Nina Petricks präzise Geschichte eines Berliner Mädchens“
Die Zeit, Nr. 43, Konrad Heidkamp, 17. Oktober 1997   

Sie küßt Tim und denkt beim Radfahren nach Hause an Florian. Aber am nächsten Tag? Sie küßt Florian und vergißt Tim (beinahe). Aber am nächsten Tag … Die vierzehnjährige Anna schwankt zwischen „verliebt“ und „mögen“, findet beides aufregend, hangelt sich von einem Schlechtes-Gewissen-Anfall zum nächsten, versucht sich zu entscheiden und hört sich dann nur „ja“ sagen.
Die Eltern stehen wieder einmal kurz vor der Trennung, Annes langjährige Freundin Caro fliegt und zieht zu ihrem Vater in die USA, die Großeltern bilden die letzte Sonntagsessen-Bastion, die Mütter haben Angst vor dem Bürgerlichsein und flüchten sich in Edding-Sprüche: „Wir werden nicht erwachsen, sondern nur älter.“
Der Ton ist anders. Nina Petrick, 1965 geboren, Pionierin der ersten antiautoritären Kindergartengeneration Berlins, vermeidet coolen Schnodderklang und Larmoyanz, schreibt sparsam und genau und liebevoll am Leben entlang. Sie nennt die Namen der U-Bahnstationen, die Titel der Filme und Musikstücke, um die Zeit festzuhalten und die Gefühle einzuordnen, nicht als Ersatz für fehlende Atmosphäre. Und in all den Verwirrungen von Abschied und Liebe blitzt ein solider Witz auf, wenn sie mit den Großeltern zum „Chinesen“ gehen, oder Tims Mutter ihr etwas Spanisches vortanzt, um sie zu „Unterhalten“ und ihr das Warten zu versüßen.
„Wenn ich mir was wünschen dürfte, wär das etwas Traurigkeit, denn wenn ich gar zu glücklich wär, hätt ich Heimweh nach der Traurigkeit …“ singt Marlene Dietrich im Buch, und kürzer läßt nicht sich fassen, warum sich Anne eine „Regentrinkerin“ nennt.

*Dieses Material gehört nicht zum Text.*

PR #6621, opened 2020-09-15
Bug 1866337: Changes placeholder to 'Search by node name' in install page

vbnrh:

### DIFF
--- a/frontend/packages/ceph-storage-plugin/src/components/ocs-install/create-form.tsx
+++ b/frontend/packages/ceph-storage-plugin/src/components/ocs-install/create-form.tsx
@@ -182,6 +182,7 @@ export const CreateInternalCluster = withHandlePromise<
           customData={{
             onRowSelected: setNodes,
           }}
+          filterPlaceholder="Search by node name..."
         >
           <>
             <div>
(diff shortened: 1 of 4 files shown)


cloudbehl:
@vbnrh you are changing the generic component to fix the problem for OCS. You need to pass the placeholder from the OCS filter component.

bipuladh (commented):
@andybraren can we replace `Search by name...` with `Search by "resource" name...`

andybraren:
Reading through the [Bugzilla discussion](https://bugzilla.redhat.com/show_bug.cgi?id=1866337), I think Shiri's latest suggestion of `Search by node name` sounds good.

Ankush is correct that `Search` is the word we use elsewhere in the Console at the moment (with a few outliers), and if we ever decide to switch to `Filter` (which other products and [PatternFly's examples](https://www.patternfly.org/v4/design-guidelines/usage-and-behavior/filters) use) we can switch all of our fields at the same time.

I do wonder if the incorrect position of the filter contributed to (multiple?) users being confused during the study, but `Search by [resource] name` seems like a harmless adjustment to make it even clearer for now.

FYI @yuvalgalanti @shirimordechay

spadgett (approved):
/lgtm

PR #6627, opened 2020-09-15
Bug 1879089: Use new parameter prefix (tt.param.) for Tekton Trigger version 0.6+

jerolimov:
**Fixes**: 
https://issues.redhat.com/browse/ODC-4452
https://bugzilla.redhat.com/show_bug.cgi?id=1879089

**Analysis / Root cause**: 
Part of Tekton Triggers v0.6.0 comes a deprecation notice that changes the way parameters are referenced. The UI makes a note to inform the user how to approach using variables and this will need to be updated.

We have until v0.7.0 (v1.2 of the Operator, aka TP3) to implement this change before we start misleading the user. There shouldn't be any code break as it's entirely user driven input.

**Solution Description**: 
Check the installed Tekton TriggerTemplate CRD `version` label. The version label is missing for Tekton CRDs before 0.6. So we just verify if the version is available or not. We use the new param syntax ("tt.params.parameter") as default and switch to the old one ("params.parameter") if we find a CRD without a version.

image

Unchanged

**Test setup:**
* Install the OpenShift Pipeline Operator 1.0.x and 1.1.x
* Create a Deployment and enable the option "Add Pipeline"
* Open the Pipeline and select the action "Add Trigger"
* Select a Git Type Provider and press "Show variables" 

**Browser conformance**: 

- [x] Chrome
- [ ] Firefox
- [ ] Safari
- [ ] Edge

### DIFF
--- a/frontend/packages/dev-console/src/components/pipelines/modals/triggers/TriggerBindingSection.tsx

Irgendwann hat sie sich ihren Kameramann erfunden, der sie „filmt“, aus ungewohnten Perspektiven manchmal und natürlich in Schwarz-weiß. Den Daumen nach oben – die Szene war okay; wenn nötig, blendet er/sie einfach ab.
Nina Petrick weiß, wovon sie schreibt. Das Gefühl sich in seinem eigenen Film zu bewegen, kennt jeder Jugendliche. Zu leben, sich aus der Distanz zu sehen und trotzdem zu leben, ist eine andere Kunst. Am Ende verabschiedet Anne ihren Kameramann. Sie braucht ihn nicht mehr. Sie ist nicht nur älter geworden.